LYMPHOID ORGANS HISTOLOGY
In adults, stem cells for all lymphocytes are located in the red bone marrow, but cells of the major lymphoid lineages mature and become functional in two different central or primary lymphoid organs. Cells destined to become B lymphocytes remain and differentiate further in the bone marrow. Progenitors of T lymphocytes move via the circulation into the developing thymus.After maturation in these primary structures, B and T cells circulate to the peripheral secondary lymphoid organs, which include the MALT, the lymph nodes, and the spleen. Lymphocytes do not stay long in the lymphoid organs; they continuously recirculate through the body in connective tissues, blood, and lymph. Because of the constant mobility of lymphocytes and APCs(Antigen Presenting Cells), the cellular locations and microscopic details of lymphoid organs differ from one day to the next. However, the relative percentages of T and B lymphocytes in these compartments are relatively steady.
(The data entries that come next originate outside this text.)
PR #1783, opened 2023-08-21
fix(UploadNewAchievement): dont strip `type` value on RAIntegration edits

wescopeland:
This PR resolves an issue where achievement edits from RAIntegration are removing an achievement's `type` value.

`null` is a valid `type`, so a different fallback ("not-given") was picked.
These exceptions can be removed if and when RAIntegration natively supports the `type` field.

### DIFF
--- a/app/Helpers/database/achievement.php
+++ b/app/Helpers/database/achievement.php
@@ -194,6 +194,7 @@ function UploadNewAchievement(
         return false;
     }
 
+    // TODO: remove "not-given" when RAIntegration supports `type`
     if ($type !== null && (!AchievementType::isValid($type) && $type !== 'not-given')) {
         $errorOut = "Invalid achievement type";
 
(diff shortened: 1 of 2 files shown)


Tsearo (approved):
Verified locally that it no longer changes the type on achievement edits through the emulator.

app/Helpers/database/achievement.php
```diff
@@ -194,7 +194,8 @@ function UploadNewAchievement(
         return false;
     }
 
-    if ($type !== null && !AchievementType::isValid($type)) {
+    // TODO: remove "not-given" when RAIntegration supports `type`
```
Jamiras, line 197: I'm not sure when that will occur. Even if a new version of RAIntegration were released tomorrow, we've been allowing versions all the way back to 1.0.4 because it's the last version that supported Windows XP, and there haven't been any critical anti-cheating changes released.

wescopeland: I see. It sounds like then it may be best to always assume the potential presence of this fallback value and remove these TODO comments.

wescopeland: Comments updated in https://github.com/RetroAchievements/RAWeb/pull/1783/commits/89db13bbf40d67f0122bb455f82a5159a0f9058a.

Jamiras (approved):

PR #1789, opened 2023-08-23
prevent inserting truncated UTF-8 into motto field

Jamiras:
Reccurrance of:
```
Error encoding model [App\\Site\\Models\\User] with ID  to JSON: Malformed UTF-8 characters, possibly incorrectly encoded 
at /home/forge/retroachievements.org/releases/2023-08-14T082503-3.2.2-83eca4ee/vendor/laravel/framework/src/Illuminate/Database/Eloquent/JsonEncodingException.php:18)
```

Which was originally reported [here](https://discord.com/channels/310192285306454017/1135568221995536554/1135568221995536554).

This sanitizes the motto going into the database so the error shouldn't occur again in the future.

### DIFF
--- a/app/Exceptions/Handler.php
+++ b/app/Exceptions/Handler.php
@@ -64,7 +64,9 @@ class Handler extends ExceptionHandler
             if (str_ends_with($context['url'], 'dorequest.php')) {
                 unset($params['u']);
                 unset($params['t']);
-                if ($params['r'] == 'login') {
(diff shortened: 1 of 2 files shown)


wescopeland (approved):
Verified locally the the `mb_strcut()` call is working correctly. I did not verify the other change, but I understand what it's doing and agree it's desirable.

Lymphoid tissue is usually reticular connective tissue filled with large numbers of lymphocytes. It can be either diffuse within areas of loose connective tissue or surrounded by capsules, forming discrete (secondary) lymphoid organs. Because lymphocytes have prominent basophilic nuclei and very little cytoplasm, lymphoid tissue packed with such cells usually stains dark blue in Hematoxylin and Eosin (H&E)– stained sections.
In all secondary lymphoid tissue the lymphocytes are supported by a rich reticulin fiber network of type III collagen. The fibers are produced by fibroblastic reticular cells, which extend numerous processes along and around the fibers. Besides lymphocytes and reticular cells, lymphoid tissue typically contains various APCs and plasma cells.
THYMUS
While immature B lymphocytes emerge from the bone marrow, the primary or central lymphoid organ in which T cells are produced is the thymus, a bilobed structure in the mediastinum. A main function of the thymus is induction of central tolerance, which along with regulatory T cells prevents autoimmunity. The organ originates from the embryo’s third pair of pharyngeal pouches (endoderm), with precursor lymphoblasts circulating from the bone marrow to invade and proliferate in this unique thymic epithelium during its development.Fully formed and functional at birth, the thymus remains large and very active in T-cell production until puberty, during which it undergoes involution, decreasing greatly in size and activity and becoming largely filled with adipose tissue. The thymus has a vascularized connective tissue capsule that extends septa into the parenchyma, dividing the organ into many incompletely separated lobules. Each lobule has an outer darkly basophilic cortex surrounding a more lightly stained medulla. The staining differences reflect the much greater density of lymphoblasts and small lymphocytes in the cortex than the medulla.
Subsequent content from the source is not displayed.